これまでの対悪魔超人、対完璧超人との激闘のなかでは友情か非情か、その二択のどちらが勝つかという善悪の対比構図しかありませんでした。しかしソルジャーはそこに第三の選択肢を持ち込んできた。一見、冷たく厳しい行動だが、それこそが最終的には相手のために繋がっていく。まさにこれまでの本作にはなかった新たな友情の形で、もしかしたらこっちのほうがキン肉マンの言ってることより正しいのかもしれない。そう思うに十分な説得力と魅力を備えた考え方です。
おそらく当時のリアルタイム読者たちは幾分、困惑したのではないでしょうか。これまではキン肉マンだけが常に正しく、みんなどこまでも彼についていけばよかったのに、今は必ずしもそうではない。正解がふたつ同時に提供されているような不思議な感覚。
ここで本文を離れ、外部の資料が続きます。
PR #10081, opened 2021-11-04
success markers / cleanup

ka-bu:
**Proposed changes**:
- change tags to tags used in rules (as far as possible)
- changed __iter__ -> flatten()
- removed ambiguous __len__ (can be replaced with explicit `len(marker.sub_markers)` or `len(marker.flatten()`)
- upper-case operators (that was the choice for slot mappings until that got removed - but think it's nice to make it easier to differentiate)


rasa/core/evaluation/marker.py
```diff
@@ -221,12 +216,12 @@ class SlotSetMarker(ConditionMarker):
...
     def positive_tag() -> Text:
         """Returns the tag to be used in a config file."""
-        return "slot_is_set"
+        return "slot_was_set"
 
     @staticmethod
     def negated_tag() -> Optional[Text]:
         """Returns the tag to be used in a config file for the negated version."""
-        return "slot_is_not_set"
+        return "slot_was_not_set"
```
aeshky, line 224: @ka-bu why did you decide to change them? After yesterday's discussion I felt that 'is' more accurately describes the behaviour (since slots must explicitly get unset for the condition to be false).

ka-bu: because 
- it's used in rules and it is unnecessary extra work to remember to switch to those slightly diffferent terms
- that mismatch was also brought in the feedback excercise
- the "slot_is_set" was not the only thing -> "intent_detected" is also just "intent" in rules
- the meaning is *the exact same* as in rules

rasa/core/evaluation/marker.py
```diff
@@ -80,15 +88,24 @@ def _to_str_with(self, tag: Text) -> Text:
...
+        for sequence_idx, sub_marker_idx in enumerate(self._progress):
+            next_sub_marker_idx = sub_marker_idx + 1
+            if self.sub_markers[next_sub_marker_idx].history[-1]:
+                self._progress[sequence_idx] = next_sub_marker_idx
+        # (2) If the first marker applies to the current time step, start a new
+        # sequence:
+        if self.sub_markers[0].history[-1]:
+            self._progress.append(0)
+        # (3) Check if any sequence is complete (where we exploit that, because of the
+        # "i_{j} < i_{j+1}"  condition, only one sequence in progress ccn be
```
usc-m, line 103: Shouldn't we complete all sequences at once?

If we have Seq(1,2,3) and we have a sequences of messages like 121212333, do we want that to match on the first 3 or all of the 3s (which I think is what will happen at the moment)? 

My understanding is that in that example, we start a sequence A at timestep 1, then add to A at 2, then a new one B at 3, then add to B at 4, then a new one C at 5, add to C at 6, then resolve A at 7, resolve B at 8, resolve C at 9?

usc-m: Or at least maybe this needs documented because I'm not sure that's the behaviour I'd expect (though it does have a certain logic to it)

ka-bu: two minds, one thought (https://rasa-hq.slack.com/archives/C01HHMR4X8S/p1636040258342600?thread_ts=1636036199.333900&cid=C01HHMR4X8S) :D

ka-bu: yeah think I should just make the progress and int and then just output a True whenever we see the "3" in the example above

usc-m: This makes me wonder if we could attach metadata to each marker match - it would be good to know when each stage of the sequence triggered (if they're close together it's more likely to be a logical flow rather than just incidentally the user hit those events over a long period of time) Not in scope here though

ka-bu: based on discussions: resetting after completed sequence now (and *not* interrupting sequences if a sub-marker triggers again)

rasa/core/evaluation/marker.py
```diff
@@ -18,12 +19,12 @@ class AndMarker(OperatorMarker):
     @staticmethod
     def positive_tag() -> Text:
         """Returns the tag to be used in a config file."""
-        return "and"
+        return "AND"
```
aeshky, line 22: Does this mean we're capitalising the operators in the config file?

ka-bu: yes, "upper-case operators (that was the choice for slot mappings until that got removed - but think it's nice to make it easier to differentiate)"

rasa/core/evaluation/marker.py
```diff
@@ -182,12 +189,12 @@ class IntentDetectedMarker(ConditionMarker):
...
     def positive_tag() -> Text:
         """Returns the tag to be used in a config file."""
-        return "intent_detected"
+        return "intent"
 
     @staticmethod
     def negated_tag() -> Optional[Text]:
         """Returns the tag to be used in a config file for the negated version."""
-        return "intent_not_detected"
+        return "not_intent"
```
aeshky, line 197: "not_intent" doesn't give the same meaning as "intent_not_detected".  It sounds like "tag all intents that are not this intent" rather than "tag dialogues when the intent never occurs".

ka-bu: "not_intent: bla" is true whenever "intent: bla" is not true - it is exactly what it sounds like

ka-bu: for "never" and "occurs" we have the operators

ka-bu: .... ok, then we'll switch back to the old ones

rasa/core/evaluation/marker.py
ka-bu: So, do you think this is easier to read/write or not?

ka-bu:
... whatever we do with the tags, as long as can please change that __len__ and __iter__, I'm happy cause I think that is a bit too confusing really :D 

Again: There was some feedback from those feedback exercises (or was it Vincent? 🤔 ) pointing out that it is strange that it's a new set of tags one has to learn (that could be replaced by those from rules), which is why I suggested these changes. If people think this is too confusing, then let's switch back 🤷‍♀️

rasa/core/evaluation/marker.py
ka-bu: but to avoid confusion: "intent_not_detected" does not mean "tag dialogues when the intent never occurs" ... the marker "intent_not_detected : bla " applies to every event in a conversation where the current action is *not* a user uttered event with "bla" as intent. We're not tagging dialogues per se, but we output statistics on per-session level and the overall statistics over all sessions. So if we want to "tag dialogues when..." , we could load the per-session results and look up for which sessions there is at least one relevant event logged for this marker. (Or, if we want to make sure we log this only once, we add an "at_least_once" marker, for which only one relevant event will be logged, namely the first event).

rasa/core/evaluation/marker.py
aeshky: I got used to the lowercase one but I think they are both fine. No strong preference.

rasa/core/evaluation/marker.py
aeshky: Okay I see. Then the meaning of the original label changed. It's fine as long as we're clear about what it means. As you say, people can use "NEVER" for the other meaning.

rasa/core/evaluation/marker.py
aeshky: 👍

aeshky:
> Again: There was some feedback from those feedback exercises (or was it Vincent? 🤔 ) pointing out that it is strange that it's a new set of tags one has to learn (that could be replaced by those from rules)

I think it was both the feedback exercises and then Vincent. I recall Greg and Ben also mentioning something similar.

aeshky (approved):

rasa/core/evaluation/marker.py
ka-bu: By original you mean the previous implementation, right? Yes, the "intent_detected" is now defined exactly as in weizenbot (https://www.notion.so/rasa/Weizenbot-Conditions-Docs-c268cdaa34cd4ec9a68d067620c4f4d7#8739eae05a684e58a73e7d5f3d5f856c) and afaik "intent_not_detected"  does not exist there (We added those "not" versions only because they were in the original proposal). In the previous implementation, there was an implicit "at_least_once" in front of every atomic condition (i.e. a negated "never" in weizenbot).

rasa/core/evaluation/marker.py
ka-bu: @usc-m how about you?

usc-m: I prefer the lowercase one as well since it's less effort to type and reads visually a bit nicer to me, but it's not a strong preference either

ka-bu: the typing issue is a good point ... looks like all in all lower case wins this, will revert :)

usc-m (approved):
LGTM

Issue #10041, opened 2021-11-01
Scheduled Model Regression Test Failed


rasabot:
*This PR is automatically created by the Scheduled Model Regression Test workflow. Checkout the Github Action Run [here](https://github.com/RasaHQ/rasa/actions/runs/1405766870).* <br> --- <br> **Description of Problem:** <br> Scheduled Model Regression Test failed. <br> **Configuration**: `Rules + AugMemo` <br> **Dataset**: `retail-demo`

tttthomasssss:
Affected datasets:
* financial-demo ([PR](https://github.com/RasaHQ/financial-demo/pull/172))
* insurance-demo ([PR](https://github.com/RasaHQ/insurance-demo/pull/19))
* retail-demo ([PR](https://github.com/RasaHQ/retail-demo/pull/35))
* helpdesk-assistant ([PR](https://github.com/RasaHQ/helpdesk-assistant/pull/58))
* Sara ([Branch](https://github.com/RasaHQ/training-data/tree/fix-model-regression-tests) with fixed `domain.yml`)

tttthomasssss:
Currently the new `domain.yml` file is not compatible with `rasa<3.0` (see Melinda's comment [here](https://github.com/RasaHQ/financial-demo/pull/172#issuecomment-958776250)). That means that we need to run the scheduled model regression tests from a different branch for `insurance-demo`, `financial-demo`, `retail-demo` and `helpdesk-assistant` until `rasa 3.0` is out. 

Specifying a different branch for the scheduled test for a single dataset from the `training-data` repo is slightly more involved (see [Slack thread](https://rasa-hq.slack.com/archives/C01H2UCNP2T/p1635947670068600)). 

Given the situation with the incompatible domain file is only temporary (until Rasa 3.0 is out), and that the last remaining dataset affected by the change is Sara from the `training-data` repository, the simplest solution is to have the old and new domain file in the Sara dataset and to remove the old version once Rasa 3.0 is released.

tttthomasssss:
fixed with test runs #10085 and #10088

PR #10085, opened 2021-11-04
dummy change to trigger model regression tests

tttthomasssss:
dummy change to trigger model regression tests (addresses #10041 et al.)


tttthomasssss:
/modeltest

```yaml
include:
  - dataset: ["all"]
    config: ["all"]
```

PR #10086, opened 2021-11-05
conversation_granularity for slack - per user | per user per channel | per user per thread

srinivasupadhya:
allow conversation_id to be per user | per user per channel | per user per thread

**Proposed changes**:
- Allow multiple active conversations for a user on slack with bot


ka-bu:
Thanks for raising the issue and implementing the fix 🚀

What will happen next:
- [x] I'll enable the tests and will get some feedback from more people cause it looks to me like the `conversation_id` that you constructed might be a more reasonable default value for the `sender_id` than the current choice
- [ ] we'll address the test issues / feedback / review items
- [ ] we'll need to update the rasa docs (https://rasa.com/docs/rasa/connectors/slack/) and add a changelog entry 

And then we can merge this into the new rasa 3.0.0 :)

rasa/core/channels/slack.py
```diff
@@ -182,7 +184,10 @@ def __init__(
             slack_signing_secret: Slack creates a unique string for your app and
                 shares it with you. This allows us to verify requests from Slack
                 with confidence by verifying signatures using your signing secret.
-
+            conversation_id_config: conversation id config for slack conversations.
```
tayfun, line 187: Config has the connotation of a more general configuration, sometimes a file or a larger amount of options. Would another name such as `conversation_level` or `conversation_granularity` (with values being `sender`, `channel`, `thread`) make more sense here?

Also it makes sense to set and talk about the default here in my opinion.

srinivasupadhya:
@ka-bu added docs for the config. Changing default would be backward incompatible (new rasa with old conversations in tracker store) & hence haven't changed this.

ka-bu:
Thanks for the quick reply and addressing the feedback!

> @ka-bu added docs for the config. Changing default would be backward incompatible (new rasa with old conversations in tracker store) & hence haven't changed this.

Great that you thought of this :) . I've been trying to get some feedback in the meantime on whether it is ok to make that breaking change for 3.0. For now, there is no feedback so your non-breaking version is what we proceed with, it seems.
 
> Also, is there anyway we can backport this fix to 2.8.x release?

If you like, you can open another PR and apply the same changes there to get this merged into 2.8.x. as well (by choosing that version as a target for your merge then). Otherwise, we can open an issue and someone from our team will pick that up.

ka-bu:
I like the new name for that setting and the names for the options 👍  -- Just one tiny linting issue so far from the checks.

srinivasupadhya:
@ka-bu addressed the formatting issue. thanks for the inputs, will raise a separate PR for 2.8.x.

tayfun:
> @ka-bu addressed the formatting issue. thanks for the inputs, will raise a separate PR for 2.8.x.

Thanks for your contributions! Once this is merged you can cherry-pick your commit and create a new PR for 2.8.x and we should be quick to get that one in. 

By the way, you can use pre-commit hooks to run checks locally or just use `black` manually to check formatting issues on your own machine.

ka-bu:
Reminder: We also have to add a changelog entry (i.e. a `<pr number>.improvement` file with a description under the changelog folder)

srinivasupadhya:
@ka-bu @tayfun everything seems to be green now. let me know if there is anymore work here.

changelog/10086.misc.md
```diff
@@ -0,0 +1 @@
+`conversation_granularity` config for slack channel, supports `sender`, `channel`, `thread`.
```
ka-bu, line 1:
```suggestion
A new additional slack options `conversation_granularity` is now available  that allows to choose whether interactions across all channels ("sender"), within a channel ("channel") or only within a thread ("thread") will be treated as a single conversation.
```

docs/docs/connectors/slack.mdx
```diff
@@ -164,6 +164,7 @@ slack:
   slack_retry_number_header: "x-slack-retry-num"  # Slack HTTP header name indicating the attempt number. This configuration is optional.
   errors_ignore_retry: None  # Any error codes given by Slack included in this list will be ignored. Error codes are listed [here](https://api.slack.com/events-api#errors).
   use_threads: False  # If set to True, bot responses will appear as a threaded message in Slack. This configuration is optional and set to False by default.
+  conversation_granularity: "sender" # sender allows 1 conversation per user (across channels), channel allows 1 conversation per user per channel, thread allows 1 conversation per user per thread. This configuration is optional and set to sender by default.
```
ka-bu, line 167: @tayfun @srinivasupadhya  ,  Shall we add something like "In case a retrieved message does not specify the necessary information for the required level of granularity, then Rasa will fall back to use the next possible level of granularity and use the respective information as 'sender_id' (e.g. if `thread_id` is set to `None` and a `channel` is specified, while `conversation_granularity` is set to `thread`, then the `sender_id` will be a combination of the `user` and `channel` information only)."   -- It is kind of obvious that we can't get/use that info if it isn't there. But just to raise awareness that this might happen?

rasa/core/channels/slack.py
```diff
@@ -506,6 +512,11 @@ async def webhook(request: Request) -> HTTPResponse:
                 user_message = event.get("text", "")
                 sender_id = event.get("user", "")
                 metadata = self.get_metadata(request)
+                channel_id = metadata.get("out_channel")
+                thread_id = metadata.get("thread_id")
+                conversation_id = self._get_conversation_id(
+                    sender_id, channel_id, thread_id
```
ka-bu, line 518: Think to avoid confusion, it might be good to replace `sender_id` with `user_id` and `conversation_id` with `sender_id`. Wdyt?

ka-bu (commented):
Some tiny suggestions. Otherwise looks good to me 🚀

docs/docs/connectors/slack.mdx
tayfun: Might be a good idea, makes it more clear for sure.

srinivasupadhya: This doesn't seem to happen for a slack message, but happened during a webhook validation on slack app setup page (Event Subscriptions). If channel / thread data is missing, responding to the message will not be possible & hence it is unlikely to happen. I think we can skip this.

rasa/core/channels/slack.py
srinivasupadhya: i wanted to make sure people understand we are trying to compute a `conversation_id` instead of `sender_id`. I can replace `sender_id` if you feel that would be better.

tayfun: I see what you mean. We use this below when we call `process_message` and we currently do 
```
sender_id=conversation_id,
```
I think it makes sense to rename the variables as you recommend. `sender_id` is Rasa's own name, whereas `user_id` we get from Slack (along with channel and thread IDs).

ka-bu: yeah, that is a good point -- I agree that conversation_id is a much nicer name -- the confusion would just be caused on our side because of that historic name 😅  . Would be great if we could replace that `sender_id` by `user` or `user_id` or so 👍

ka-bu (approved):
Feel free to squash merge when ready 🚀

tayfun (approved):

srinivasupadhya:
@ka-bu seems like coverage report upload job failed. Not sure how to proceed. Also, #10146 is ready as well.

しかし、それこそが当時最終章として提示された「キン肉星王位争奪編」というシリーズならではの大きな意義であったとも思うんですよね。友情をテーマに物語を長く紡ぎ続けてきた結果、ここまで深いところにたどり着いた。そしてこの"真・友情パワー"の登場により『キン肉マン』の友情物語は子供時代の美しい思い出ストーリーという評価に留まらない、今でも立ち返るべき大人の鑑賞に耐えうる友情物語に昇華されていった、と言えるのではないかとも思うのです。
強さインフレ抑制の秘訣は超人愛にアリ!?
そうして真・友情パワーを注入されたバッファローマンは、ただ仲間に甘えるのではない、昔の悪魔超人時代のハングリーさを取り戻していく。同時に原点回帰ともいえる、強いキャラクター性をも取り戻していくのです。
思い起こせば、敵のボスとして初登場した頃のバッファローマンは「こんなどうしようもなく強いヤツ、どうやって倒すんだよ!?」と嘆きたくなるほどの怖い超人でした。しかし仲間となり、周りの補助役へ立場を変え、いつの間にかそんな怖さも消えてきていた。そんな彼が再び、かつての恐ろしさを取り戻して見せてくれる。
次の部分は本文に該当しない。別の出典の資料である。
PR #10090, opened 2021-11-05
Add og:image to the docs

maggo:
**Proposed changes**:
- Adds `og:image` file and property in the custom docs theme


lunelson (changes requested):
Nice find @maggo ! I think this is an elegant solution. Can you verify whether the og-image related tags are now complete, and add any that are missing? See [metatags.io](https://metatags.io/) as a reference

@m-vdb if you're cool with this method, Marco or I would repeat the same on the other repos

maggo:
> Can you verify whether the og-image related tags are now complete, and add any that are missing? See [metatags.io](https://metatags.io/) as a reference

Had a quick check, all required fields title, description, url, image will be there after this merge

lunelson (approved):

m-vdb:
@lunelson good for me, but to be honest I'm missing context and I don't think I can give a proper review. If you're fine with this change, I'm fine.

lunelson:
@m-vdb yeah this is the way to do this, AFAICT for the `alpha.63` version of Docusaurus that we're on here, and we have the custom theme anyway; I've made a [PR against `rasa-x`](https://github.com/RasaHQ/rasa-x/pull/6751) which uses the newer config options however

lunelson:
BTW @m-vdb is `main` the right merge target here?

m-vdb:
yes I think so

maggo:
Rebased onto the latest master.
Will also port this change to https://github.com/RasaHQ/rasa-sdk

PR #1188, opened 2026-09-15
Fix Lightning activation for gcloud singleton responses

jperla:
Production preflight found gcloud returning a singleton list for a global Cloud Armor policy. Normalize that documented CLI result shape without accepting ambiguous or wrong-policy results. Keep both invoice and general ingress rate limits unchanged. Refresh the Lightning README to point to live readiness and the production runbook instead of stale syncing information. Six regression cases failed on the old implementation and pass after this change. Ruff, mypy, and all 15 activation tests pass; full suite is running. No application image, money logic, or TrustedRouter release gates are changed.


jperla:
Complete local verification passed: 10,795 tests passed, 471 skipped, 11 expected failures. Ruff and mypy are clean. The real Cloud Armor response reproduced the singleton-list regression; both rate limits are now attached successfully to the isolated Lightning backend, with CDN disabled. No runtime image or billing logic changed.

PR #1194, opened 2026-09-15
Harden Lightning credit delivery and recovery

jperla:
## Summary
Fix invoice rounding and receipt caps, preserve overpayments, and add durable credit-review states, retry backoff, stuck-payment health and heartbeat alerts. Harden missing-invoice recovery, node-index reuse, secret rotation, rate limiting and bounded unpaid-record retention.

## Tests
Final root run: 10817 passed, 471 skipped, 11 xfailed. Funding SQLite/PostgreSQL: 240 passed with 89% coverage, including migrations and two-process settlement. Ruff/mypy clean; 20 JS tests and all 7 browser tests pass. Initial regressions and four Fable follow-up regressions failed the previous implementations. Full Fable review plus independently checked follow-up fixes.

## Release
Normal CI and control-plane deployment first, then immutable funding image/migration, alerts and node invoice-only maintenance. No paid receipt is pruned. No outgoing payment, live wallet restore, or simulated production settlement. Real paid website smoke and isolated restore drill remain separate acceptance checks.


jperla:
Fable follow-up reviewed the staged source. I reproduced four additional failures on the prior snapshot, then fixed and tested them: fresh quote cache readers contending on the fetch lock, resumed-orphan cleanup interruption, cancellation delayed by review backoff, and a formatter-independent alert trigger. Funding SQLite/PostgreSQL is now 240 passing tests at 89% coverage; all 7 browser tests pass. Alert installation also waits for an actual post-metric heartbeat. The alleged orphaned-paid-invoice loss was not reproducible because the existing FK and account-row check prevent invoice creation after deletion; the checkout interruption was real and is fixed. Built JS synchronization and real LND LookupInvoice NOT_FOUND handling are verified. No production payment or restore was performed.

PR #1195, opened 2026-09-15
Add LightningRouter reasoning effort and recover invoice cancellation

jperla:
## Changes
- Add Default, Low, Medium and High reasoning effort to the client setup snippets, gated by advertised model capability.
- Generate the native OpenCode, Crush and OMP effort settings without changing funding or inference routing.
- Recover a lost cancel response with a bounded status lookup in both the LND adapter and browser. Never replace an unresolved invoice or discard its original key.
- Preserve exactly-once credit when payment wins cancellation.

## Verification
- New adapter and browser cancellation regressions failed against the previous implementation and pass with these fixes.
- Full local funding suite on SQLite/PostgreSQL: 254 passed at 89% coverage before final extra adapter cases; final rerun in progress.
- JavaScript: 29 passed. Browser: 11 passed across mobile/tablet/desktop.
- Root and funding mypy passed; root ruff passed. Full repository pytest is running.
- No outgoing Lightning payment, wallet change or node restart. Deploy only the isolated funding web image after CI passes.


jperla:
Final local gates passed: root ruff and mypy; full repository pytest 10,817 passed, 471 skipped, 11 xfailed; funding mypy and SQLite/PostgreSQL pytest 259 passed at 89.60% coverage; JavaScript 29 passed; Playwright 11 passed. The original adapter cancellation regressions failed in 7 cases; the original lost-response browser regression failed before implementation, and all now pass. Mobile 375px screenshot inspected for layout. Deployment remains pending required CI and refresh of the separate deployment account credentials; the ops identity is unchanged.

その過程は非常にうれしい半面、先に倒れたブロッケンJr.同様、本作におけるクランクアップが近づいてきているのかも...という哀しい予感ただよう演出でもありました。結果、この巻の後半ではソルジャーの危機を何度も救ったばかりか、過去現在を通して最強格の地位を保ち続けるマンモスマンとほぼ互角、引き分けといってもいい決着をつけ、ソルジャーVSフェニックス、1対1の状況に持ち込ませる大仕事をやり遂げ退場していきました。
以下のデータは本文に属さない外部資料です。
PR #1201, opened 2026-09-15
LightningRouter community links and BSL source repository

jperla:
## Changes
- Link LightningRouter and TrustedRouter on X, the existing Discord invite, source code, and GitHub Issues from every LightningRouter page.
- Publish source-available BSL 1.1 licensing, preserve third-party notices, and distinguish private payment/security help from public support.
- Add a deterministic committed-source exporter and a tested-source mirror workflow. Only allowlisted LightningRouter files are published; no production deployment credentials are needed by the mirror.
- Configure the new Lore-Hex/lightning-router repository with Issues enabled and pull requests disabled.

## Verification
- Root ruff and mypy passed. Full root pytest is running.
- LightningRouter ruff/mypy, 266 Python tests, 120 JavaScript tests and 47 browser tests passed.
- Six export regression tests passed; dirty/untracked files, database/key paths and symlinks are excluded or rejected.
- Mobile and desktop page screenshots checked; all footer links fit with 40px touch targets.

No billing, custody, FX or invoice state-machine changes.

PR #1203, opened 2026-09-15
Include inherited esbuild config in LightningRouter source export

jperla:
The newly published standalone repository caught an inherited build configuration missing from the export: esbuild reads the monorepo root tsconfig.json, and its strict setting changes the generated block-scoped function output. The source repository CI passed, but the exported repository failed its committed-bundle parity check.

Include the existing committed root tsconfig.json in the allowlist and assert its byte-for-byte export in the regression test. No application, billing or deployment behavior changes. Rebuilt both bundles in the standalone export with the config present and confirmed both exactly match the committed bundles.

Root ruff/mypy and focused exporter tests pass. Full root pytest is running again. Follow-up to #1201.


jperla:
Root cause confirmed locally: adding the committed root tsconfig.json makes both exported browser bundles byte-identical to source. CI now rebuilds a fresh committed export in RUNNER_TEMP and cmp-checks both bundles before allowing release. An unrelated CI teardown race was traced to async route.fetch handlers running while the browser context closed; the shared page fixture now drains handlers with unrouteAll({behavior: wait}) before disposal, without ignoring errors. All 47 browser cases passed three consecutive local runs (141 tests). Website code is unchanged and #1201 is already deployed and production-smoked successfully.

jperla:
Release-gate investigation: the post-cutover sitemap failure also occurs on current main (run 35016296670). It is deterministic test pollution, not a production/source-export regression. With TR_LIFECYCLE_CLOCK_OVERRIDE=2026-10-10T16:00:00Z, running the MiMo alias GET test before the sitemap hygiene test failed: a temporary model survives in the comparison LRU after monkeypatch restores the catalog. Running sitemap alone passes. Commit a8e4d349 clears the comparison cache around the two catalog-mutating alias tests. The exact formerly failing two-test sequence now passes. No application code or assertions weakened. Root ruff and mypy pass. The complete local root suite passed 10,824 tests before this fixture-only correction; the full suite is running again with the correction. The fresh-export bundle parity gate and 141 repeated browser tests already passed.

jperla:
Final local validation after the cache-isolation correction: uv run ruff check . and uv run mypy passed; uv run pytest -q -n 4 --dist loadgroup completed with 10,824 passed, 471 skipped, 11 xfailed (5m03s). The formerly failing post-cutover CI shard is now green, and LightningRouter CI including its standalone export-build comparison passed. Remaining standard root CI shards are still running. Production community links are already deployed and verified in #1201.

jperla:
While the original head completed all CI gates, #1204 merged an independent fix for the same SEO test pollution. Merge f8cfb015 retains #1204 exactly (including its derived-index cleanup) and removes the duplicate fixture from this branch. The PR is back to four LightningRouter-only packaging/CI/test files, with no application behavior changes. Current main is incorporated without rewriting history; normal CI and the local full suite are running on the exact merged tree.

PR #1204, opened 2026-09-15
Fix SEO alias-test cache pollution blocking guarded deploys

jperla:
## Root cause
Under the post-retirement lifecycle clock, the MiMo alias test inserts a retired model into MODELS and renders a page that populates three cached comparison indexes. Monkeypatch restores MODELS but not the derived caches. The later full-sitemap test receives a stale MiMo comparison URL and correctly rejects its 404. Whether it fails depends on worker test order.

## Fix
Clear the three derived comparison caches before and after the tests that temporarily insert or remove catalog entries. No production code, sitemap assertions, privacy rules or deployment gates change.

## Verification
- Exact ordered two-test reproduction failed before the fix and passed afterward with TR_LIFECYCLE_CLOCK_OVERRIDE=2026-10-10T16:00:00Z.
- Ruff and mypy pass.
- Full local suite and required CI are running.
- Local Claude CLI Opus review requested.

Unblocks the Telnyx metadata release in #1202 without weakening its release gates.


jperla:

同時に、このバッファローマンの大活躍であらためて僕が強く意識させられたことがもうひとつ。それはどんなにストーリーが進んでも、無限に広がる強さのインフレは許さないという『キン肉マン』に徹底された方針でした。誰にも必ずまた輝けるチャンスはある、だからどんな超人もキャラクターとして決して死なない。これもまた、本作の稀有にして大きな魅力の肝だと僕は思っています。
そして始まる大将同士の一騎打ち。真なる友情の想いを仲間から受けて残ったソルジャーの強さは鬼神のごとく、もしかしたらこのまま勝つんじゃないかと思わせるほどの闘いぶりを魅せます。しかし、そこに絡んでくるのが超人予言書という新アイテムの驚くべき活用法でした。予言書に書かれた自身のページを燃やされ灰になると、本人も灰になって消えてしまう!? 理不尽極まりありませんが、これは生死の境がますます曖昧(あいまい)になってきた本作において、ゆでたまご先生が新たに用意された完全なる死の概念でもあったと考えられます。
その効果もあってソルジャーは一転、フェニックスに劣勢へと追い込まれた挙句、奮闘虚(むな)しく完全消滅。皮肉なことにそれは同時に、彼がキン肉マンの実の兄であることを示す何より確実な証明にもなりました。志半(こころざしなか)ばにして消滅を迎える間際、兄は弟に未完成最強奥義マッスル・スパークを完成へ導く最大のヒントを残して逝き、こうして超人血盟軍は消えました。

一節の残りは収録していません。